I am delighted to hear that. This is where it gets tricky for us as a Parliament. We generally agree that this is not the right thing to do and I believe that the Opposition agree with that in terms of subsidiarity, although they have expressed their view about the question of the merits. The problem is that the number of reasoned opinions on this proposal will fall far short of the minimum required to oblige the Commission to reconsider. However, in the opinion of the Committee, that does not mean that a reasoned opinion of the House of Commons is without meaning or consequence.
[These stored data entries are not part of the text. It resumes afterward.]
PR #2023, opened 2021-12-16
ScriptUI for trezorctl

grdddj:
Connected with https://github.com/trezor/trezor-firmware/issues/1737 and using suggestions in https://github.com/trezor/trezor-firmware/pull/1959

Creating a possibility of more reliable usage of `trezorctl` by other scripts.

Making a new `ScriptUI` class that has a lot in common with `ClickUI`. 

It is not final by any means, the `ScriptUI` will need to be changed quite a lot and in the end we may somehow connect it with `ClickUI` - or create a `BaseUI` and both will inherit from it.

New (temporary) file `python/src/trezorlib/cli/test_script_client.py` allows for quick testing and developing - currently it only tries `get-address` without the passphrase.

### DIFF
--- a/python/src/trezorlib/cli/__init__.py
+++ b/python/src/trezorlib/cli/__init__.py
@@ -23,10 +23,13 @@ import click
 
 from .. import exceptions
 from ..client import TrezorClient
-from ..transport import Transport, get_transport
-from ..ui import ClickUI
+from ..transport import get_transport
+from ..ui import ClickUI, ScriptUI
 
 if TYPE_CHECKING:
+    from ..transport import Transport
+    from ..ui import TrezorClientUI
+
     # Needed to enforce a return value from decorators
     # More details: https://www.python.org/dev/peps/pep-0612/
     from typing import TypeVar
@@ -50,13 +53,18 @@ class ChoiceType(click.Choice):
 
 class TrezorConnection:
     def __init__(
-        self, path: str, session_id: Optional[bytes], passphrase_on_host: bool
+        self,
+        path: str,
+        session_id: Optional[bytes],
+        passphrase_on_host: bool,
+        script: bool,
     ) -> None:
         self.path = path
         self.session_id = session_id
         self.passphrase_on_host = passphrase_on_host
+        self.script = script
 
-    def get_transport(self) -> Transport:
+    def get_transport(self) -> "Transport":
         try:
             # look for transport without prefix search
             return get_transport(self.path, prefix_search=False)
@@ -68,8 +76,14 @@ class TrezorConnection:
         # if this fails, we want the exception to bubble up to the caller
         return get_transport(self.path, prefix_search=True)
 
-    def get_ui(self) -> ClickUI:
-        return ClickUI(passphrase_on_host=self.passphrase_on_host)
+    def get_ui(self) -> "TrezorClientUI":
+        if self.script:
+            # It is alright to return just the class object instead of instance,
+            # as the ScriptUI class object itself is the implementation of TrezorClientUI
+            # (ScriptUI is just a set of staticmethods)
+            return ScriptUI  # type: ignore [Expression of type "Type[ScriptUI]" cannot be assigned to return type "TrezorClientUI"]
+        else:
+            return ClickUI(passphrase_on_host=self.passphrase_on_host)
 
     def get_client(self) -> TrezorClient:
         transport = self.get_transport()
--- a/python/src/trezorlib/cli/trezorctl.py
+++ b/python/src/trezorlib/cli/trezorctl.py
@@ -156,6 +156,12 @@ def configure_logging(verbose: int) -> None:
     help="Enter passphrase on host.",
 )
 @click.option(
+    "-S",
+    "--script",
+    is_flag=True,
+    help="Use UI for usage in scripts.",
+)
+@click.option(
     "-s",
     "--session-id",
     metavar="HEX",
@@ -170,6 +176,7 @@ def cli_main(
     verbose: int,
     is_json: bool,
     passphrase_on_host: bool,
+    script: bool,
     session_id: Optional[str],
 ) -> None:
     configure_logging(verbose)
@@ -181,7 +188,7 @@ def cli_main(
         except ValueError:
             raise click.ClickException(f"Not a valid session id: {session_id}")
 
-    ctx.obj = TrezorConnection(path, bytes_session_id, passphrase_on_host)
+    ctx.obj = TrezorConnection(path, bytes_session_id, passphrase_on_host, script)
 
 
 # Creating a cli function that has the right types for future usage
@@ -189,10 +196,14 @@ cli = cast(TrezorctlGroup, cli_main)
 
 
 @cli.resultcallback()
-def print_result(res: Any, is_json: bool, **kwargs: Any) -> None:
+def print_result(res: Any, is_json: bool, script: bool, **kwargs: Any) -> None:
     if is_json:
         if isinstance(res, protobuf.MessageType):
-            click.echo(json.dumps({res.__class__.__name__: res.__dict__}))
+            res = protobuf.to_dict(res, hexlify_bytes=True)
+
+        # No newlines for scripts, pretty-print for users
+        if script:
+            click.echo(json.dumps(res))
         else:
             click.echo(json.dumps(res, sort_keys=True, indent=4))
     else:
--- a/python/src/trezorlib/ui.py
+++ b/python/src/trezorlib/ui.py
@@ -172,6 +172,56 @@ class ClickUI:
                 raise Cancelled from None
 
 
+class ScriptUI:
+    """Interface to be used by scripts, not directly by user.
+
+    Communicates with a client application using print() and input().
+
+    Lot of `ClickUI` logic is outsourced to the client application, which
+    is responsible for supplying the PIN and passphrase.
+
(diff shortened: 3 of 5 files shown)


grdddj:
It could be ready for review now, also being rebased and squashed.

Thanks @matejcik for writing the reference client, the `ScriptUI` implementation then is quite straightforward. I think we should keep it as a part of the code, it is currently in the `cli` folder.

It was tested both on `T1` and `TT` (emulators, not the physical device - __yet__). The one "problem" I encountered is that the `button-requests` arrive only after the dialogs are finished on the `trezor` side, so the client cannot tell user "There is a dialogue" - but user can see it clearly on the device.

Apart from `trezorctl --script get-address -n "m/49'/0'/0'/0/0"` I did not try any other functionality - we should probably verify some more cases, even though the interaction will be very similar/same.

python/src/trezorlib/ui.py
```diff
@@ -172,6 +172,52 @@ def get_passphrase(self, available_on_device: bool) -> Union[str, object]:
...
+
+    Communicates with a client application using print() and input().
+
+    Lot of `ClickUI` logic is outsourced to the client application, which
+    is responsible for supplying the PIN and passphrase.
+
+    Reference client implementation can be found under `cli/test_script_client.py`.
+    """
+
+    def __init__(self) -> None:
```
grdddj, line 186: As `self` is not being used in any method, can it be somehow simplified?

python/src/trezorlib/cli/__init__.py
```diff
@@ -68,8 +73,11 @@ def get_transport(self) -> Transport:
         # if this fails, we want the exception to bubble up to the caller
         return get_transport(self.path, prefix_search=True)
 
-    def get_ui(self) -> ClickUI:
-        return ClickUI(passphrase_on_host=self.passphrase_on_host)
+    def get_ui(self) -> Union[ClickUI, ScriptUI]:
```
matejcik, line 76: this should presumably be returning `TrezorClientUI`

python/src/trezorlib/ui.py
matejcik: you can make everything a `@staticmethod` and pass in `ScriptUI` class object instead of `ScriptUI()` instance

python/src/trezorlib/cli/trezorctl.py
```diff
@@ -181,20 +188,25 @@ def cli_main(
...
-            click.echo(json.dumps({res.__class__.__name__: res.__dict__}))
+            res_dict = protobuf.to_dict(res, hexlify_bytes=True)
+            click.echo(json.dumps({res.__class__.__name__: res_dict}))
         else:
-            click.echo(json.dumps(res, sort_keys=True, indent=4))
+            # Printing the result on one line for scripts, with indent for CLI users
+            if script:
+                click.echo(json.dumps(res))
+            else:
+                click.echo(json.dumps(res, sort_keys=True, indent=4))
```
matejcik, line 209: this seems complicated

IMHO the flow should be:
```
if isinstance(MessageType):
    res = protobuf.to_dict(...)

if script:
    json.dumps(res)  # no newlines
else:
   json.dumps(res, indent=4)  # pretty print
```

python/src/trezorlib/ui.py
```diff
@@ -172,6 +172,52 @@ def get_passphrase(self, available_on_device: bool) -> Union[str, object]:
...
+        pass
+
+    def button_request(self, br: messages.ButtonRequest) -> None:
+        name = br.code.name if br.code else None
```
matejcik, line 190: are there cases when `br.code` is None?

if not, `code` should be `br.code.name`, and `name` should be `br.name` -- this doesn't exist yet, so maybe we can leave it out for now

python/src/trezorlib/ui.py
```diff
@@ -172,6 +172,52 @@ def get_passphrase(self, available_on_device: bool) -> Union[str, object]:
...
+        print(f"?BUTTON code={br.code} name={name} pages={br.pages}")
+
+    def get_pin(self, code: Optional[PinMatrixRequestType] = None) -> str:
+        print(f"?PIN code={code}")
```
matejcik, line 194: this should be `?PIN` if code is None and `?PIN code={code.name}` otherwise

matejcik (commented):
looks good overall. i'll read it once more tomorrow.

the test should be moved somewhere else -- `tools/` maybe? and should not be called `test_` when it's not pytest-able

python/src/trezorlib/ui.py
grdddj: Good idea. Unfortunately, from type-checking view it is problematic, as `def get_ui(self) -> TrezorClientUI:` signature is invalid if we would return just `ScriptUI` (in addition to `ClickUI(...)`) - once we return class, once instance.

(_Maybe_ it is not an issue, as running  the newest `pyright` (`1.1.204`) does not see any problems there. In `Pylance` - probably having an older `pyright` version - it is flagged as an issue)

matejcik: yeah, this is both correct and [already fixed](https://github.com/microsoft/pyright/issues/2729)

python/src/trezorlib/ui.py
grdddj: I could not see any case where it is `None`, but it is marked `Optional` in protobuf.

`br.name` is indeed not defined, so I will delete the `name=xxx` part. We could probably leave it in the client, it is `Optional` there

python/src/trezorlib/ui.py
grdddj: If this `UI` is to be used by scripts, should we send `code.name` (a human readable string) instead of just `code` (an int)? The second one allows for easy parsing on the client (`if int(code) == PinMatrixRequestType.Current`). 

But yeah, even in the first case, there can be probably a comparison `if code == PinMatrixRequestType.Current.name` and client can directly print it to the user

matejcik: It's an enum so we should be exposing the _symbol_, not the wire value. If you want to get back the enum value (in Python), you can do `PinMatrixRequestType.__members__[code]`. But the scripts might not be Python and might not have the enum library available -- in which case it is much nicer to rely on "human-readable" symbols than on magic numbers.

Also what I expect the script author to do is `if code == "Current"` without messing with the enum definition

grdddj: Yes, that is indeed  better. Changed in e5670a4

python/src/trezorlib/ui.py
grdddj: Name part deleted in e5670a4

python/src/trezorlib/cli/trezorctl.py
grdddj: Done like this in e5670a4

python/src/trezorlib/cli/__init__.py
grdddj: Done in e5670a4

python/src/trezorlib/ui.py
grdddj: Changed in e5670a4

grdddj:
> the test should be moved somewhere else -- `tools/` maybe? and should not be called `test_` when it's not pytest-able

Moved under `python/tools/trezorctl_script_client` in e5670a4

grdddj:
`Pyright` in `CI` is failing on that inconsistency between class and instance. The version of `pyright` cannot be even seen in the `CI` log - we might want to include it
```
/builds/satoshilabs/trezor/trezor-firmware/python/src/trezorlib/cli/__init__.py
  /builds/satoshilabs/trezor/trezor-firmware/python/src/trezorlib/cli/__init__.py:81:20 - error: Expression of type "Type[ScriptUI]" cannot be assigned to return type "TrezorClientUI"
    "ScriptUI" is incompatible with protocol "TrezorClientUI"
      "button_request" is an incompatible type
        Type "(br: ButtonRequest) -> None" cannot be assigned to type "(self: Self@TrezorClientUI, br: ButtonRequest) -> None"
          Function accepts too many positional parameters; expected 1 but received 2
            Parameter name mismatch: "self" versus "br"
      "get_pin" is an incompatible type
        Type "(code: PinMatrixRequestType | None = None) -> str" cannot be assigned to type "(self: Self@TrezorClientUI, code: PinMatrixRequestType | None) -> str"
          Function accepts too many positional parameters; expected 1 but received 2
    ... (reportGeneralTypeIssues)
```

matejcik:
> Is it even worth doing

the way I see it, `TrezorClientUI` is a collection of three _functions_ (not methods) `button_request()`, `get_pin()` and `get_passphrase()`. Originally `ClickUI` was also a set of staticmethods, before I added things like "show button request only once". Semantically, it's not a base class, it's a protocol at best. The following is a valid "implementation" of UI:
```
# def button_request(): ...
# def get_pin(): ...
# def get_passphrase(): ...

SomeUI = SimpleNamespace(button_request=button_request, get_pin=get_pin, get_passphrase=get_passphrase)
```

It can be slightly confusing for the reader of `trezorctl` (so please make sure to add a comment pointing out the subtlety, something along the lines "the class object itself is the implementation". But that is not a strong reason to enforce conditions on how `ScriptUI` is implemented

grdddj:
Pushed explanation of the issue and also `# type: ignore` of it, so the `CI` will be green.

In the future we could get rid of the ignore (after `pyright` version increases), it would be flagged by `pyright-tool` to be unused ignore

matejcik (approved):
utACK, please squash fixups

Finally, will the Minister tell us whether—and, if so, to what extent—the Government plan to make use of the reasoned opinion in the Council negotiations on this proposal. As I said to the Prime Minister on another subject, it is difficult—he is between a rock and hard place. There are dilemmas, but we as a Committee have a job to do, which is to point out where the subsidiarity has been breached and to present a reasoned opinion. What really troubles me is that we do our job and look to other member states that are constantly berating us for our so-called “attitude” towards the European Union. However, when there is an absolutely clear-cut breach of the rules that they have set themselves, they turn round and say, “Well, we listened to what you said. We are not going to enter into an argument with you about whether you are right on your reasoned opinion”—they cannot; there is no way that could possibly be justified—and then they say, “But we are still going to vote for it.” That is the way to destroy the European Union, and they are doing a pretty good job.